» Work instruction: Identify all lines below that hold "names" and collect them.

» Task data:
======

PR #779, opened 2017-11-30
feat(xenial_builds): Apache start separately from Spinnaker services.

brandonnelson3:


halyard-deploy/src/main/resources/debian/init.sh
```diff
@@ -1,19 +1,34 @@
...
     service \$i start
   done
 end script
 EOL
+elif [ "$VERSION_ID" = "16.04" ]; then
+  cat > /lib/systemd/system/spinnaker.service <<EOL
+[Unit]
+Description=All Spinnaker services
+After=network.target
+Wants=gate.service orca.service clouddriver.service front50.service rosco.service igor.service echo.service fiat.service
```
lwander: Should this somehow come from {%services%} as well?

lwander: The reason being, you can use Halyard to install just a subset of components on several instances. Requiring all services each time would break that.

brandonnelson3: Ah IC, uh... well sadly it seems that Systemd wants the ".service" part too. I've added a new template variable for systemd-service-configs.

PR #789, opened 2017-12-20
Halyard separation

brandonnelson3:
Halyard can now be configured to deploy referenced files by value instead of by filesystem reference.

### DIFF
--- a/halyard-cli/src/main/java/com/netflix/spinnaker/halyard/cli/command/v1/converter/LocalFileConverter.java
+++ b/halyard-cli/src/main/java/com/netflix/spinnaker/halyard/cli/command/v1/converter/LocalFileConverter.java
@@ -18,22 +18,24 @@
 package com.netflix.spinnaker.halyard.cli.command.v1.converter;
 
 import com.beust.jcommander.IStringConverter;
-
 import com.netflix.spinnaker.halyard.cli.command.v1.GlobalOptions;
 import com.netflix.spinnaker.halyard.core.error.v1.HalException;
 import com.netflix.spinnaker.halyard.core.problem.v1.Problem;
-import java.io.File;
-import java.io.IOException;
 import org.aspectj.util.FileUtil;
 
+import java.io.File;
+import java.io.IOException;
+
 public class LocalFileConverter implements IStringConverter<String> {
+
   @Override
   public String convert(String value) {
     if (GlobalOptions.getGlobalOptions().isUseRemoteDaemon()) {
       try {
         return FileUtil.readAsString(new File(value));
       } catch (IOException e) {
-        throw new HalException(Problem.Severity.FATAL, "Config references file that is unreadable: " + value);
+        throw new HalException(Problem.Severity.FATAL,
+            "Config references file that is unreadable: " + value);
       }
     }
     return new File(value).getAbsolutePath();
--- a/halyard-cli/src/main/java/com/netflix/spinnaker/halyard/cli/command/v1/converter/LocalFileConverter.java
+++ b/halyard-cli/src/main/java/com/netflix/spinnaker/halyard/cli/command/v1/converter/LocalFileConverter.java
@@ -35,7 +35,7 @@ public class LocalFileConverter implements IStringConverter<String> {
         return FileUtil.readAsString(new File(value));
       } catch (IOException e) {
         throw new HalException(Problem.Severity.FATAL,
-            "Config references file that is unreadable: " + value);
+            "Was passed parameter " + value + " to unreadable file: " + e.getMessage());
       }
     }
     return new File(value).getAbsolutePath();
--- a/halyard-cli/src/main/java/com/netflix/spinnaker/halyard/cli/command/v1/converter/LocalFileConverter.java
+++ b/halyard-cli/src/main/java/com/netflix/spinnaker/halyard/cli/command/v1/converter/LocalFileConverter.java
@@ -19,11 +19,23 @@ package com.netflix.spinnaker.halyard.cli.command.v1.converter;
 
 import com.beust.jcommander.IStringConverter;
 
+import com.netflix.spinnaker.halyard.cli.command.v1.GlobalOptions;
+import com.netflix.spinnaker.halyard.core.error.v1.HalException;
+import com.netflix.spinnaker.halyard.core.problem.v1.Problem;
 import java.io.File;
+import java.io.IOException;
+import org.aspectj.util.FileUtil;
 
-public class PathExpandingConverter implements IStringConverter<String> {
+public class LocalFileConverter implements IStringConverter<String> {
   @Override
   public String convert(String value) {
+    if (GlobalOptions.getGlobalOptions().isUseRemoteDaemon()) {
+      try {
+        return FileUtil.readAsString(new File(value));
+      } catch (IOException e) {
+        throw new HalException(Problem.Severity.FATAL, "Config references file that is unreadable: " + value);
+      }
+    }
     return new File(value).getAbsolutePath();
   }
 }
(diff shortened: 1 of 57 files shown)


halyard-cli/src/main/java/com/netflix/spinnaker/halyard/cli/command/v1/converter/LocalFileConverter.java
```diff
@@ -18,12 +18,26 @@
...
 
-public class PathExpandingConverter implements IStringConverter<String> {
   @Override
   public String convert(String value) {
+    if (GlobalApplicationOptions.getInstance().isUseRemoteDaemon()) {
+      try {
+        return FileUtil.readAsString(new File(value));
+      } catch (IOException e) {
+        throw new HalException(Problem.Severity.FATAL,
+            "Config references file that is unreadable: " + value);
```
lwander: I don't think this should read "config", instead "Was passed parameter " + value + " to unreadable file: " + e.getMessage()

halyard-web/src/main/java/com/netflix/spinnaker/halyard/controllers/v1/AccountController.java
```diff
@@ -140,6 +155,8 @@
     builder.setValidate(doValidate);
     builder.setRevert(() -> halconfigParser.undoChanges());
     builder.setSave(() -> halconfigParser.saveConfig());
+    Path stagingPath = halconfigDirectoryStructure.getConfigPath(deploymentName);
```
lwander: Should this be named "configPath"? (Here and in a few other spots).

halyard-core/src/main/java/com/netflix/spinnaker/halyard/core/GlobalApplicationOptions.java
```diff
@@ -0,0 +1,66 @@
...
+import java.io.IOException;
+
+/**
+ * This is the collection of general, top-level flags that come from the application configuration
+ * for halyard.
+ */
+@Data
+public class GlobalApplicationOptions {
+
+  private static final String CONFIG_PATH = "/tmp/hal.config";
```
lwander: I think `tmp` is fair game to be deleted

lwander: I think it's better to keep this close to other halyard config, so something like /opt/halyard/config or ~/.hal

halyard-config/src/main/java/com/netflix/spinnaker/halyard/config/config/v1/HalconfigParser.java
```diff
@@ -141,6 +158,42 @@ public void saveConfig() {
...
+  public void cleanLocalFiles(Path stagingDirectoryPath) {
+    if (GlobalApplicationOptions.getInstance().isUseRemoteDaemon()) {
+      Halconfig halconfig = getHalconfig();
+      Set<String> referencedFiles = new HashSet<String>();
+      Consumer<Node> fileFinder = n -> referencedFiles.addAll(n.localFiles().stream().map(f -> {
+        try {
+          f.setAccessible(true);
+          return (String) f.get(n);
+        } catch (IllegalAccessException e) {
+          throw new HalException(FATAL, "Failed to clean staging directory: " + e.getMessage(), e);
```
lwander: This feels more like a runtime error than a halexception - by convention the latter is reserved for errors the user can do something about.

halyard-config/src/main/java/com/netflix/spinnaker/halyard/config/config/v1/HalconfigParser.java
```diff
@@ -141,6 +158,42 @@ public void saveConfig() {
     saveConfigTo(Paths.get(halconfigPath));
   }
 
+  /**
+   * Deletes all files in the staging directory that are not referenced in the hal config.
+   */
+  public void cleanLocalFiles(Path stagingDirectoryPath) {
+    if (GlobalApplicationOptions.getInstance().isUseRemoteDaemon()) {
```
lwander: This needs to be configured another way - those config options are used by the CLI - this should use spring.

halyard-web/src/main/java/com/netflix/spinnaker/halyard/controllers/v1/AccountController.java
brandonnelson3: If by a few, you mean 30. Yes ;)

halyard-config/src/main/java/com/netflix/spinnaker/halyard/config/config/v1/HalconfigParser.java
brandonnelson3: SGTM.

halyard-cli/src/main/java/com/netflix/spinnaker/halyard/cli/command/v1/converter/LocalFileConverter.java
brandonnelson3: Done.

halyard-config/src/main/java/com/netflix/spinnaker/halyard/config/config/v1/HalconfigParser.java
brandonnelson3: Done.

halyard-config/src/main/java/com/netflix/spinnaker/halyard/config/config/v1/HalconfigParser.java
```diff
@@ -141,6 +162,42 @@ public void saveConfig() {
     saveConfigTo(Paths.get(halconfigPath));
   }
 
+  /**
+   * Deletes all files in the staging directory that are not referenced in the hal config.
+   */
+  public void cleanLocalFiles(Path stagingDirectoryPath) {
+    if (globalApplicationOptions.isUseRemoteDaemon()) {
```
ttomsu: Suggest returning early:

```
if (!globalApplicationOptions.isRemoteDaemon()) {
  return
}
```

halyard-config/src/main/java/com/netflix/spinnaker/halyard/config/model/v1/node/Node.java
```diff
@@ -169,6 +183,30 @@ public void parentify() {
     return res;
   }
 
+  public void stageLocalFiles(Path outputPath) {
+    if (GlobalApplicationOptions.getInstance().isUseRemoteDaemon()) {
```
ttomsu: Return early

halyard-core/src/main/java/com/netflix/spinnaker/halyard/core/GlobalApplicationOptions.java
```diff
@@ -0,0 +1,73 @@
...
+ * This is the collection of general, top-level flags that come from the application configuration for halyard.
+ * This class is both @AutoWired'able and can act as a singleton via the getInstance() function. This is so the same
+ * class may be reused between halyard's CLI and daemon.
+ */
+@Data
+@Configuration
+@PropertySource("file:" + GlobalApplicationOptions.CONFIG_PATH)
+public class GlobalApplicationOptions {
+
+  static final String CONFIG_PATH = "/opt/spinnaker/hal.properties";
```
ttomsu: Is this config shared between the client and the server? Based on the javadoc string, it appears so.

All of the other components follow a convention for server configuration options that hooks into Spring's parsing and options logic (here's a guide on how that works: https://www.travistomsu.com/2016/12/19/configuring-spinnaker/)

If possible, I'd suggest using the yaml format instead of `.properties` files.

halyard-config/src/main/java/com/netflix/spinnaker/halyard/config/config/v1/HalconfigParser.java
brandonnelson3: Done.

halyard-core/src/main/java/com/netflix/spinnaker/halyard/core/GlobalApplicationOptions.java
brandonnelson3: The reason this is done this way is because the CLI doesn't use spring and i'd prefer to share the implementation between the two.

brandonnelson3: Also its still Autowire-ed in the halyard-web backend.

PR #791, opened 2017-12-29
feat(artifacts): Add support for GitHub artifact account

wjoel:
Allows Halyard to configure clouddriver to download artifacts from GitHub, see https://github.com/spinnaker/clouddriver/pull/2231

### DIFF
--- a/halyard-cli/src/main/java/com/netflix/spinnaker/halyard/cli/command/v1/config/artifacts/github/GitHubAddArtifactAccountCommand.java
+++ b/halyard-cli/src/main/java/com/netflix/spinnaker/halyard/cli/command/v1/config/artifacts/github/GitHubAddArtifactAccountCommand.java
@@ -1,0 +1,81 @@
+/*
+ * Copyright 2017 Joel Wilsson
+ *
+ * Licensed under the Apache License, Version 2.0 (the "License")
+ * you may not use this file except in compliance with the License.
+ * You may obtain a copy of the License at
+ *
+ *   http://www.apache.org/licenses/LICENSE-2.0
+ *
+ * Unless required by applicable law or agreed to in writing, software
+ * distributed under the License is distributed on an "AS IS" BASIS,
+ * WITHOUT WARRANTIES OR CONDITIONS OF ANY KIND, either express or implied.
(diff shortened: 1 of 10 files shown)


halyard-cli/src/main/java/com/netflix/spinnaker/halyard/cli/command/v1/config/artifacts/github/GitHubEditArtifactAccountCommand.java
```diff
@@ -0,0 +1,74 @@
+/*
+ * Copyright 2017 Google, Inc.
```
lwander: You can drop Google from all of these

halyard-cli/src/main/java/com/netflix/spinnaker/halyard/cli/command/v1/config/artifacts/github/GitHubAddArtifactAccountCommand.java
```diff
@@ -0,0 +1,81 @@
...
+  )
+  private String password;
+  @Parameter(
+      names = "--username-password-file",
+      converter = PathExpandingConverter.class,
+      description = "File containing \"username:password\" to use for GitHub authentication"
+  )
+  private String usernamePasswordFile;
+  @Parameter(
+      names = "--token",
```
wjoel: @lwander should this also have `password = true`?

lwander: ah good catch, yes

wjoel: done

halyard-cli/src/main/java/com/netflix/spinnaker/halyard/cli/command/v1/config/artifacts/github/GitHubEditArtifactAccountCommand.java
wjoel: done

======

» Task solution:
+      names = "--username-password-file",
+      names = "--token",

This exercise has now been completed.